-- Data supplied follows --

PR #1999, opened 2024-11-18
Add internal APIs for ML-DSA

jakemas:
### Issues:
Resolves #CryptoAlg-2723

### Description of changes: 
This PR adds the internal functions from FIPS 204: Module-Lattice-Based Digital Signature Standard. We base this implementation on the upstream reference implementation of ML-DSA https://github.com/pq-crystals/dilithium/commit/444cdcc84eb36b66fe27b3a2529ee48f6d8150c2. However, the upstream commit only includes implementation of `ML-DSA.Sign_internal` and `ML-DSA.Verify_internal`, so we also include `ML-DSA.KeyGen_internal` to complete the implementation.

Changes:
* Implementation of external ML-DSA algorithm functions:
   * FIPS 204 Algorithm 1 `ML-DSA.KeyGen` as [crypto_sign_keypair](https://github.com/jakemas/aws-lc/blob/33dee338d7b0dd3e1254feb126987b08ceb92a39/crypto/dilithium/pqcrystals_dilithium_ref_common/sign.c#L75-L95)
   * FIPS 204 Algorithm 2 `ML-DSA.Sign` as [crypto_sign_signature_internal](https://github.com/jakemas/aws-lc/blob/33dee338d7b0dd3e1254feb126987b08ceb92a39/crypto/dilithium/pqcrystals_dilithium_ref_common/sign.c#L222-L270)
   * FIPS 204 Algorithm 3 `ML-DSA.Verify` as [crypto_sign_signature_internal](https://github.com/jakemas/aws-lc/blob/33dee338d7b0dd3e1254feb126987b08ceb92a39/crypto/dilithium/pqcrystals_dilithium_ref_common/sign.c#L399-L437)
* Implementation of internal ML-DSA algorithm functions:
    * FIPS 204 Algorithm 6 `ML-DSA.KeyGen_internal` as [crypto_sign_keypair_internal](https://github.com/jakemas/aws-lc/blob/33dee338d7b0dd3e1254feb126987b08ceb92a39/crypto/dilithium/pqcrystals_dilithium_ref_common/sign.c#L12-L30)
    * FIPS 204 Algorithm 7 `ML-DSA.Sign_internal` as [crypto_sign_signature_internal](https://github.com/jakemas/aws-lc/blob/33dee338d7b0dd3e1254feb126987b08ceb92a39/crypto/dilithium/pqcrystals_dilithium_ref_common/sign.c#L97-L124)
    * FIPS 204 Algorithm 8 `ML-DSA.Verify_internal` as [crypto_sign_verify_internal](https://github.com/jakemas/aws-lc/blob/33dee338d7b0dd3e1254feb126987b08ceb92a39/crypto/dilithium/pqcrystals_dilithium_ref_common/sign.c#L310-L335)
* Addition of internal functions to the `pqdsa` API:
    * ml_dsa_65_keypair_internal
    * ml_dsa_65_sign_internal
    * ml_dsa_65_verify_internal
* Addition of KATs from seeds (KATs from https://github.com/post-quantum-cryptography/KAT/tree/main)
    * New testing framework to run KATs from seeds (as in ACVP)
* Removal of `pq_custom_randombytes.{c/h}`

### Call-outs:
We can remove the testing mechanism for the KATs `pq_custom_randombytes` as we now support KATs that use the internal functions that provide randomness via an input seed.

### Testing:
The KATs have been migrated to use the internal functions.


crypto/dilithium/pqcrystals_dilithium_ref_common/sign.c
```diff
@@ -68,68 +73,86 @@ int crypto_sign_keypair(ml_dsa_params *params, uint8_t *pk, uint8_t *sk) {
...
+*                             array of CRYPTO_PUBLICKEYBYTES bytes)
+*              - uint8_t *sk: pointer to output private key (allocated
+*                             array of CRYPTO_SECRETKEYBYTES bytes)
+*
+* Returns 0 (success)
+**************************************************/
+int crypto_sign_keypair(ml_dsa_params *params, uint8_t *pk, uint8_t *sk) {
+  uint8_t seed[SEEDBYTES];
+  /* Get randomness for rho, rhoprime and key */
+  RAND_bytes(seed, SEEDBYTES);
```
andrewhop, line 92: RAND_bytes can never fail, but you should still check the return code so static analysis tools don't complain about not checking the return value.

crypto/dilithium/pqcrystals_dilithium_ref_common/sign.c
```diff
@@ -68,68 +73,86 @@ int crypto_sign_keypair(ml_dsa_params *params, uint8_t *pk, uint8_t *sk) {
...
-    rnd[n] = 0;
-#endif
-  shake256(rhoprime, CRHBYTES, key, SEEDBYTES + RNDBYTES + CRHBYTES);
+  /* Compute rhoprime = CRH(key, rnd, mu) */
+  shake256_init(&state);
+  shake256_absorb(&state, key, SEEDBYTES);
+  shake256_absorb(&state, rnd, RNDBYTES);
+  shake256_absorb(&state, mu, CRHBYTES);
+  shake256_finalize(&state);
+  shake256_squeeze(rhoprime, CRHBYTES, &state);
```
andrewhop, line 155: How should I review these changes? They aren't immediately obvious like the keygen changes.

crypto/dilithium/pqcrystals_dilithium_ref_common/sign.c
```diff
@@ -196,6 +219,56 @@ int crypto_sign_signature(ml_dsa_params *params,
...
+  for(i = 0; i < ctxlen; i++)
+    pre[2 + i] = ctx[i];
+
+#ifdef DILITHIUM_RANDOMIZED_SIGNING
+  if (!RAND_bytes(rnd, RNDBYTES))
+    return -1;
+#else
+  for(i=0;i<RNDBYTES;i++)
+    rnd[i] = 0;
+#endif
```
andrewhop, line 266: Why is this a compile time option and not two normal APIs for sign and sign_deterministic?

crypto/dilithium/pqcrystals_dilithium_ref_common/sign.c
```diff
@@ -325,6 +396,46 @@ int crypto_sign_verify(ml_dsa_params *params,
...
+                       size_t mlen,
+                       const uint8_t *ctx,
+                       size_t ctxlen,
+                       const uint8_t *pk)
+{
+  size_t i;
+  uint8_t pre[257];
+
+  if(ctxlen > 255)
+    return -1;
```
andrewhop, line 429: Here and in other spots in this PR please update the code to always add the brackets even for single line statements. 
```suggestion
  if(ctxlen > 255) {
    return -1;
  }
```

crypto/dilithium/p_pqdsa_test.cc
```diff
@@ -19,7 +18,6 @@
 
 #include "../test/file_test.h"
 #include "../test/test_util.h"
-#include "../rand_extra/pq_custom_randombytes.h"
```
andrewhop, line 22: 🎉

crypto/dilithium/p_pqdsa_test.cc
```diff
@@ -373,65 +371,59 @@ TEST_P(PQDSAParameterTest, KAT) {
...
+
+    // Prepare m_prime = (0 || ctxlen || ctx) as in FIPS 204: Algorithm 2 line 10
+    size_t i;
+    uint8_t m_prime[257];
+    size_t m_prime_len = ctxstr.size() + 2;
+    m_prime[0] = 0;
+    m_prime[1] = ctxstr.size();
+    for(i = 0; i < ctxstr.size(); i++) {
+      m_prime[2 + i] = ctxstr[i];
+    }
```
andrewhop, line 413: Can this just use memcpy to be simpler and maybe faster?

crypto/dilithium/pqcrystals_dilithium_ref_common/sign.c
```diff
@@ -196,6 +219,56 @@ int crypto_sign_signature(ml_dsa_params *params,
...
+  uint8_t rnd[RNDBYTES];
+
+  if(ctxlen > 255)
+    return -1;
+
+  /* Prepare pre = (0, ctxlen, ctx) */
+  pre[0] = 0;
+  pre[1] = ctxlen;
+  for(i = 0; i < ctxlen; i++)
+    pre[2 + i] = ctx[i];
```
andrewhop, line 258: memcpy here too? Either way needs {}

crypto/dilithium/pqcrystals_dilithium_ref_common/sign.c
jakemas: As mentioned in the PR description, we base this implementation on the upstream reference implementation of ML-DSA https://github.com/pq-crystals/dilithium/commit/444cdcc84eb36b66fe27b3a2529ee48f6d8150c2. However, the upstream commit only includes implementation of ML-DSA.Sign_internal and ML-DSA.Verify_internal, so we also include ML-DSA.KeyGen_internal to complete the implementation.

Thus, this PR is pulling changes from upstream (https://github.com/pq-crystals/dilithium/commit/444cdcc84eb36b66fe27b3a2529ee48f6d8150c2) for both ML-DSA.Sign_internal and ML-DSA.Verify_internal. To review, please verify that the implementation is consistent with upstream. Hope this helps!

crypto/dilithium/ml_dsa.h
```diff
@@ -15,22 +15,39 @@
...
 
+#if defined(__cplusplus)
+extern "C" {
+#endif
+
 int ml_dsa_65_keypair(uint8_t *public_key,
-                      uint8_t *private_key);
+                      uint8_t *secret_key);
+
+int ml_dsa_65_keypair_internal(uint8_t *public_key,
```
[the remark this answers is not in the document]
jakemas: We used `deterministic` for ML-KEM as we wrote these functions before the final release of the standard came out, and we were working from the IPD and naming conventions from the PQC mailing list. Since the release of FIPS 203, 204 final, we now see these deterministic methods described as `internal`, so to make the implementation of the standard clearer I named them internal and added descriptors to the standard itself, e.g.:

```
/*************************************************
 * Name:        crypto_sign_keypair_internal
 *
 * Description: FIPS 204: Algorithm 6 ML-DSA.KeyGen_internal.
 *              Generates public and private key. Internal API.
 ...


```
To refer to:
Screenshot 2024-11-18 at 4 56 52 PM

crypto/dilithium/pqcrystals_dilithium_ref_common/sign.c
jakemas: I will add, that the upstream changes do make the implementation of the internal functions easier to directly check against the standard.

crypto/dilithium/pqcrystals_dilithium_ref_common/sign.c
```diff
@@ -1,36 +1,41 @@
...
   const uint8_t *rho, *rhoprime, *key;
   polyvecl mat[DILITHIUM_K_MAX];
   polyvecl s1, s1hat;
   polyveck s2, t1, t0;
 
-  /* Get randomness for rho, rhoprime and key */
-  pq_custom_randombytes(seedbuf, SEEDBYTES);
+  OPENSSL_memcpy(seedbuf, seed, SEEDBYTES);
   seedbuf[SEEDBYTES+0] = params->k;
   seedbuf[SEEDBYTES+1] = params->l;
```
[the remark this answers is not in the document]
jakemas: This is performing line 1 of algorithm 6 FIPS 204:

Screenshot 2024-11-19 at 9 36 47 AM

The values of `k` and `l` are 1 byte values (defined in `params.h`) these are `(k, l) = (4, 4)` for ML-DSA-44, `(k, l) = (6, 5)` for ML-DSA-65, and `(k, l) = (8, 7)` for ML-DSA-87. (this is where the ML-DSA-XX names come from). 

In order to add domain separation between the three parameter sets, we include a parameter into the seed expansion hash. As `k,l` are well-defined, they fit in a single byte of `seedbuf`. Is there a better way to handle this?

crypto/dilithium/pqcrystals_dilithium_ref_common/sign.c
jakemas: Good point! For reference, I will call out that deterministic signing is a little different to the `determinism` in ML-KEM. For ML-KEM we used deterministic APIs for testing purposes, we do that here too for ML-DSA, however, deterministic signing modes is also a configurable option for ML-DSA. It's defined in FIPS 204 and can too be FIPS compliant. The non-deterministic mode, called "hedged" signing (as it hedges its bets by including a randomness source, as well as using the message itself to provide some entropy) is recommended for general purpose usage, and will be the configuration we primarily focus on.

crypto/dilithium/pqcrystals_dilithium_ref_common/sign.c
jakemas: added in [54ca109](https://github.com/aws/aws-lc/pull/1999/commits/54ca1098fc3bc9a0629a24931e041dc72561bda6)

crypto/dilithium/p_pqdsa_test.cc
jakemas: added in [54ca109](https://github.com/aws/aws-lc/pull/1999/commits/54ca1098fc3bc9a0629a24931e041dc72561bda6)

crypto/dilithium/pqcrystals_dilithium_ref_common/sign.c
jakemas: this was reference code, and I assume they did this to avoid a dependency on openssl. added in [54ca109](https://github.com/aws/aws-lc/pull/1999/commits/54ca1098fc3bc9a0629a24931e041dc72561bda6)

crypto/dilithium/pqcrystals_dilithium_ref_common/README.md
```diff
@@ -10,13 +10,12 @@ The code was refactored in [this PR](https://github.com/aws/aws-lc/pull/1910) by
...
 - `ntt.c`, `poly.c`, `reduce.c`, `reduce.h`: have been modified with a code refactor. The function `fqmul` has been added to bring mode code consistency with Kyber/ML-KEM. See https://github.com/aws/aws-lc/pull/1748 for more details on this change.
 - `reduce.c`: a small fix to documentation has been made on the bounds of `reduce32`.
 - `poly.c`: a small fix to documentation has been made on the bounds of `poly_reduce`.
 - `polyvec.c`: a small fix to documentation has been made on the bounds of `polyveck_reduce`.
 
 **Testing** 
 
-The KATs were obtained from https://github.com/pq-crystals/dilithium/tree/master/ref/nistkat.
-To compile the KAT programs on Linux or macOS, go to the `ref/` directory and run `make nistkat`. This will produce executables within `nistkat` which once executed will produce the KATs: `PQCsignKAT_Dilithium2.rsp`, `PQCsignKAT_Dilithium3.rsp`,`PQCsignKAT_Dilithium5.rsp`.
+The KATs were obtained from https://github.com/post-quantum-cryptography/KAT.
```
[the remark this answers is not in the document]
jakemas: added in [1bbbb24](https://github.com/aws/aws-lc/pull/1999/commits/1bbbb244c7d7aa3284394b288570256ef1a8144d)

crypto/dilithium/ml_dsa.h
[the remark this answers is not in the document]
andrewhop: Do we have an issue tracking the renaming of ML-KEM functions?

crypto/dilithium/pqcrystals_dilithium_ref_common/sign.c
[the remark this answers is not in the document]
andrewhop: Oh, can we just change the size of k/l in params to be uint8_t?

crypto/dilithium/pqcrystals_dilithium_ref_common/sign.c
andrewhop: Should sign/verify be called hedge to follow the standard?

crypto/dilithium/ml_dsa.h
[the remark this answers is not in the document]
jakemas: compiling little nits I come across here https://github.com/aws/aws-lc/issues/2002

crypto/dilithium/pqcrystals_dilithium_ref_common/sign.c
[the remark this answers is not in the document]
jakemas: like this? [dc471ec](https://github.com/aws/aws-lc/pull/1999/commits/dc471ec45e5bb095f0db6b3f5c3373d2ee0cd200)

crypto/dilithium/pqcrystals_dilithium_ref_common/sign.c
jakemas: Firstly, no need for any changes to `verify`, as it works the same regardless if deterministic/hedged signatures were signed. As for should we change the name of `crypto_sign_signature` to `crypto_sign_signature_hedged`, I prefer not to.

The `hedged` term only gets spoken to deep within FIPS 204, and I worry from a customers perspective that this term may be confusing as an API name. I did add a comment to both `crypto_sign_signature` and `crypto_sign_signature_deterministic` that states if we are in hedged/deterministic mode (see https://github.com/jakemas/aws-lc/blob/c4a0fdb3ee8f189ce03f8ab6121f97f9e4b19ccc/crypto/dilithium/pqcrystals_dilithium_ref_common/sign.c#L227 and https://github.com/jakemas/aws-lc/blob/c4a0fdb3ee8f189ce03f8ab6121f97f9e4b19ccc/crypto/dilithium/pqcrystals_dilithium_ref_common/sign.c#L270.

I am open to suggestions if you disagree!

jakemas: Alternatively, we can remove the deterministic mode completely, and add it when it is required.

crypto/dilithium/ml_dsa.c
```diff
@@ -32,6 +32,14 @@ int ml_dsa_65_keypair(uint8_t *public_key   /* OUT */,
   return (crypto_sign_keypair(&params, public_key, private_key) == 0);
 }
 
+int ml_dsa_65_keypair_internal(uint8_t *public_key   /* OUT */,
```
dkostic, line 35: I'm not sure I understand why we need to define and expose the internal functions?

crypto/dilithium/p_pqdsa_test.cc
```diff
@@ -373,65 +371,56 @@ TEST_P(PQDSAParameterTest, KAT) {
...
-    ASSERT_TRUE(EVP_DigestSign(ctx.get(), signature.data(), &sig_len, msg.data(), mlen_int));
-    EXPECT_EQ(Bytes(sm), Bytes(signature.data(), sig_len));
-    ctx.Reset();
-
-    // Verify the signature
-    ASSERT_TRUE(EVP_DigestVerifyInit(ctx.get(), nullptr, nullptr, nullptr, pkey.get()));
-    ASSERT_TRUE(EVP_DigestVerify(ctx.get(), signature.data(), sig_len, msg.data(), mlen_int));
+    // Generate key pair from seed xi and assert that public and private keys
+    // are equal to expected values from KAT
+    ASSERT_TRUE(ml_dsa_65_keypair_internal(pub.data(),priv.data(),xi.data()));
```
dkostic, line 401: isn't this a generic test that should work for any PQDSA scheme? why are we hard-coding mldsa65 parameters and functions?

crypto/dilithium/pqcrystals_dilithium_ref_common/sign.h
```diff
@@ -4,17 +4,33 @@
...
+                                 uint8_t *sk,
+                                 const uint8_t *seed);
+
 int crypto_sign_signature(ml_dsa_params *params,
                           uint8_t *sig, size_t *siglen,
                           const uint8_t *m, size_t mlen,
                           const uint8_t *ctx, size_t ctxlen,
                           const uint8_t *sk);
 
+int crypto_sign_signature_deterministic(ml_dsa_params *params,
```
dkostic, line 21: I don't see the deterministic variants used anywhere, why are we adding them?

crypto/dilithium/kat/mldsa65.txt
dkostic, line 1: why can't we keep these tests in addition to the new ones?

crypto/dilithium/pqcrystals_dilithium_ref_common/sign.c
dkostic: I agree with removing the deterministic mode completely since it's not used.

crypto/dilithium/pqcrystals_dilithium_ref_common/sign.h
jakemas: Removed in [aada875](https://github.com/aws/aws-lc/pull/1999/commits/aada875da98c6f173d11a001195b81f47cdcc451)

crypto/dilithium/pqcrystals_dilithium_ref_common/sign.c
jakemas: removed in [aada875](https://github.com/aws/aws-lc/pull/1999/commits/aada875da98c6f173d11a001195b81f47cdcc451)

crypto/dilithium/p_pqdsa_test.cc
jakemas: I have plans to modify when additional security levels were added. We can't use a generic EVP API that calls into specific algorithm functionality, as we don't have de-randomized EVP APIs for sign. So, I extract the name of the scheme from the `PQDSATestVector` struct and conditionally call the relevant APIs. See [aada875](https://github.com/aws/aws-lc/pull/1999/commits/aada875da98c6f173d11a001195b81f47cdcc451).

crypto/dilithium/kat/mldsa65.txt
jakemas: To keep these tests we'd need to keep `PQ_randbytes` etc. because the KATs from the upstream repo do not provide keygen/sign seeds. The KATs included from https://github.com/post-quantum-cryptography/KAT/tree/main/MLDSA provide assurance from an independent source that claims "Compliant with FIPS-204" from seeds, supporting the modes outlined in the standard.

crypto/dilithium/ml_dsa.c
jakemas: We need to expose them for ACVP testing, as part of the process of FIPS validation.

crypto/dilithium/p_pqdsa_test.cc
```diff
@@ -373,65 +371,61 @@ TEST_P(PQDSAParameterTest, KAT) {
...
+    // are equal to expected values from KAT
+    if (name == "MLDSA65") {
+      ASSERT_TRUE(ml_dsa_65_keypair_internal(pub.data(),priv.data(),xi.data()));
+    }
+    EXPECT_EQ(Bytes(pub), Bytes(pk));
+    EXPECT_EQ(Bytes(priv), Bytes(sk));
+
+    // Prepare m_prime = (0 || ctxlen || ctx) as in FIPS 204: Algorithm 2 line 10
+    uint8_t m_prime[257];
+    size_t m_prime_len = ctxstr.size() + 2;
```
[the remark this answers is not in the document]
jakemas: Summarizing an offline discussion:
`ctxstr` is an optional context string that is combined with the message to be signed. It's well defined in FIPS 204 as a byte string of 255 or fewer bytes. In fact, the signing function Algorithm 2: `ML-DSA.Sign` is responsible for ensuring that the string does not exceed this length, otherwise we return fail (see line 1 - 3 of Algorithm 2).

Line 10 of algorithm 2 describes `m_prime`, the structure we are creating; `M' = Bytestobits(0 || ctx_string_len || ctx ) || M`. You can see [from upstream](https://github.com/pq-crystals/dilithium/commit/444cdcc84eb36b66fe27b3a2529ee48f6d8150c2#diff-75ebb091b78aba35449cc4e4e3731978a8888d21ccfd47c15597518c4c556302R309) how we the external signing function pre-processes the input context string:

```
 uint8_t pre[257];
  /* Prepare pre = (0, ctxlen, ctx) */
  pre[0] = 0;
  pre[1] = ctxlen;
  memcpy(&pre[2], ctx, ctxlen);
  ```

We have to emulate this within `p_pqdsa_test.cc` as we call the internal function that expects this pre-processing to be performed.

File: crypto/dilithium/p_pqdsa_test.cc [hunk 15]
```diff
@@ -373,65 +371,61 @@ TEST_P(PQDSAParameterTest, KAT) {
...
-    // Verify the signature
-    ASSERT_TRUE(EVP_DigestVerifyInit(ctx.get(), nullptr, nullptr, nullptr, pkey.get()));
-    ASSERT_TRUE(EVP_DigestVerify(ctx.get(), signature.data(), sig_len, msg.data(), mlen_int));
+    // Generate key pair from seed xi and assert that public and private keys
+    // are equal to expected values from KAT
+    if (name == "MLDSA65") {
+      ASSERT_TRUE(ml_dsa_65_keypair_internal(pub.data(),priv.data(),xi.data()));
+    }
+    EXPECT_EQ(Bytes(pub), Bytes(pk));
+    EXPECT_EQ(Bytes(priv), Bytes(sk));
```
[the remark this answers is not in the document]
jakemas: Discussed offline! in future we will have an if-statement that performs keygen on MLDSA87

crypto/dilithium/p_pqdsa_test.cc
andrewhop: Also discussed passing in function pointers with the parametrized test instead of the string name, I'm okay with that coming later.

andrewhop (dismissed):

crypto/dilithium/p_pqdsa_test.cc
```diff
@@ -357,7 +355,7 @@ CMP_VEC_AND_PTR(vec, pkey->pkey.pqdsa_key->public_key, len)
 CMP_VEC_AND_PTR(vec, pkey->pkey.pqdsa_key->private_key, len)
 
 static const struct PQDSATestVector parameterSet[] = {
-  {"MLDSA65", NID_MLDSA65, 1952, 4032, 3309,  "dilithium/kat/mldsa65.txt", mldsa65kPublicKey, mldsa65kPublicKeySPKI, 1974},
+  {"MLDSA65", NID_MLDSA65, 1952, 4032, 3309,  "dilithium/kat/MLDSA_65_hedged_pure.txt", mldsa65kPublicKey, mldsa65kPublicKeySPKI, 1974},
```
dkostic, line 358: did we explain what does `hedged_pure` mean?

crypto/dilithium/pqcrystals_dilithium_ref_common/sign.c
```diff
@@ -63,73 +68,92 @@ int crypto_sign_keypair(ml_dsa_params *params, uint8_t *pk, uint8_t *sk) {
...
+*              - uint8_t *pk: pointer to output public key (allocated
+*                             array of CRYPTO_PUBLICKEYBYTES bytes)
+*              - uint8_t *sk: pointer to output private key (allocated
+*                             array of CRYPTO_SECRETKEYBYTES bytes)
+*
+* Returns 0 (success) -1 on failure
+**************************************************/
+int crypto_sign_keypair(ml_dsa_params *params, uint8_t *pk, uint8_t *sk) {
+  uint8_t seed[SEEDBYTES];
+  /* Get randomness for rho, rhoprime and key */
```
dkostic, line 90:
```suggestion
```

crypto/dilithium/pqcrystals_dilithium_ref_common/sign.c
```diff
@@ -63,73 +68,92 @@ int crypto_sign_keypair(ml_dsa_params *params, uint8_t *pk, uint8_t *sk) {
...
+                                   const uint8_t *pre,
+                                   size_t prelen,
+                                   const uint8_t *rnd,
+                                   const uint8_t *sk)
 {
   unsigned int n;
-  uint8_t seedbuf[2*SEEDBYTES + TRBYTES + RNDBYTES + 2*CRHBYTES];
-  uint8_t *rho, *tr, *key, *mu, *rhoprime, *rnd;
+  uint8_t seedbuf[2*SEEDBYTES + TRBYTES + 2*CRHBYTES];
+  uint8_t *rho, *tr, *key, *mu, *rhoprime;
```
dkostic, line 128: I'm not sure I understand why we are doing this super convoluted thing with a single buffer and pointers to parts of the buffer. Why aren't `rho, tr, ...` individual buffers?

crypto/dilithium/pqcrystals_dilithium_ref_common/sign.c
```diff
@@ -63,73 +68,92 @@ int crypto_sign_keypair(ml_dsa_params *params, uint8_t *pk, uint8_t *sk) {
...
-  rnd = key + SEEDBYTES;
-  mu = rnd + RNDBYTES;
+  mu = key + SEEDBYTES;
   rhoprime = mu + CRHBYTES;
   unpack_sk(params, rho, tr, key, &t0, &s1, &s2, sk);
 
-  /* Compute mu = CRH(tr, 0, ctxlen, ctx, msg) */
-  mu[0] = 0;
-  mu[1] = ctxlen;
+  /* Compute mu = CRH(tr, pre, msg) */
```
dkostic, line 142: can you add references to lines in FIPS 204, Algorithm 7 please (for verify_internal and keygen_internal as well)? For example, I believe this comment refers to line 6 that says: 𝜇 ← H(BytesToBits(𝑡𝑟)||𝑀 ′, 64) ?

crypto/dilithium/p_pqdsa_test.cc
```diff
@@ -373,65 +371,61 @@ TEST_P(PQDSAParameterTest, KAT) {
...
-    // "sm" down to a constant DILITHIUM3_SIGNATURE_BYTES.
-
+    std::vector<uint8_t> pub(pk_len);
+    std::vector<uint8_t> priv(sk_len);
     std::vector<uint8_t> signature(sig_len);
-    sm.resize(sig_len);
 
-    // Convert string read from KAT to int
     size_t mlen_int = std::stoi(mlen);
+    sm.resize(sig_len);
```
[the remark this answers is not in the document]
jakemas: The KATs provide the signed message, which is the signature with the message appended at the end. We use the APIs for sign_signature and not sign_message, which return just the signature without the appended message on the end. So we truncate the signed message in the KAT to just the size of the signature.

crypto/dilithium/p_pqdsa_test.cc
```diff
@@ -373,65 +371,61 @@ TEST_P(PQDSAParameterTest, KAT) {
...
-    ASSERT_TRUE(EVP_DigestVerify(ctx.get(), signature.data(), sig_len, msg.data(), mlen_int));
+    // Generate key pair from seed xi and assert that public and private keys
+    // are equal to expected values from KAT
+    if (name == "MLDSA65") {
+      ASSERT_TRUE(ml_dsa_65_keypair_internal(pub.data(),priv.data(),xi.data()));
+    }
+    EXPECT_EQ(Bytes(pub), Bytes(pk));
+    EXPECT_EQ(Bytes(priv), Bytes(sk));
+
+    // Prepare m_prime = (0 || ctxlen || ctx) as in FIPS 204: Algorithm 2 line 10
```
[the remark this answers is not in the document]
jakemas: It's not ML-DSA specific, this same pre-processing is true of SLH-DSA: see https://nvlpubs.nist.gov/nistpubs/FIPS/NIST.FIPS.205.pdf Algorithm 22 `slh_sign` line 8 -- we do the same pre-processing for all PQ DSA.

crypto/dilithium/ml_dsa.h
```diff
@@ -15,22 +15,39 @@
...
-                   const uint8_t *ctx_string,
-                   size_t ctx_string_len);
+                   uint8_t *sig, size_t *sig_len,
+                   const uint8_t *message, size_t message_len,
+                   const uint8_t *ctx_string, size_t ctx_len);
+
+int ml_dsa_65_sign_internal(const uint8_t *private_key,
+                            uint8_t *sig, size_t *sig_len,
+                            const uint8_t *message, size_t message_len,
+                            const uint8_t *pre, size_t pre_len,
```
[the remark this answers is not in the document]
jakemas: This is intentional! `pre` and `ctx_string` are different things. The external functions take `ctx_string` and `ctx_string_len` as input, and internal functions take `pre` and `pre_len` as input. (This was added after FIPS 204, 205 IPD and before final standards).

`ctx` is an optional context message that is combined into the signature.
`pre` is the processed message to be signed, context message, and context message length.

The two names are intentional to make this distinction. This is consistant with the upstream implementation, see:

- internal naming example https://github.com/pq-crystals/dilithium/blob/444cdcc84eb36b66fe27b3a2529ee48f6d8150c2/ref/sign.c#L78-L79
- external naming example https://github.com/pq-crystals/dilithium/blob/444cdcc84eb36b66fe27b3a2529ee48f6d8150c2/ref/sign.c#L200-L201

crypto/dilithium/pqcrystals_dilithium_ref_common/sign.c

-- Data supplied concluded --

Go through the records. Copy each line where "like" appears.

andrewhop, line 155: How should I review these changes? They aren't immediately obvious like the keygen changes.
jakemas: like this? [dc471ec](https://github.com/aws/aws-lc/pull/1999/commits/dc471ec45e5bb095f0db6b3f5c3373d2ee0cd200)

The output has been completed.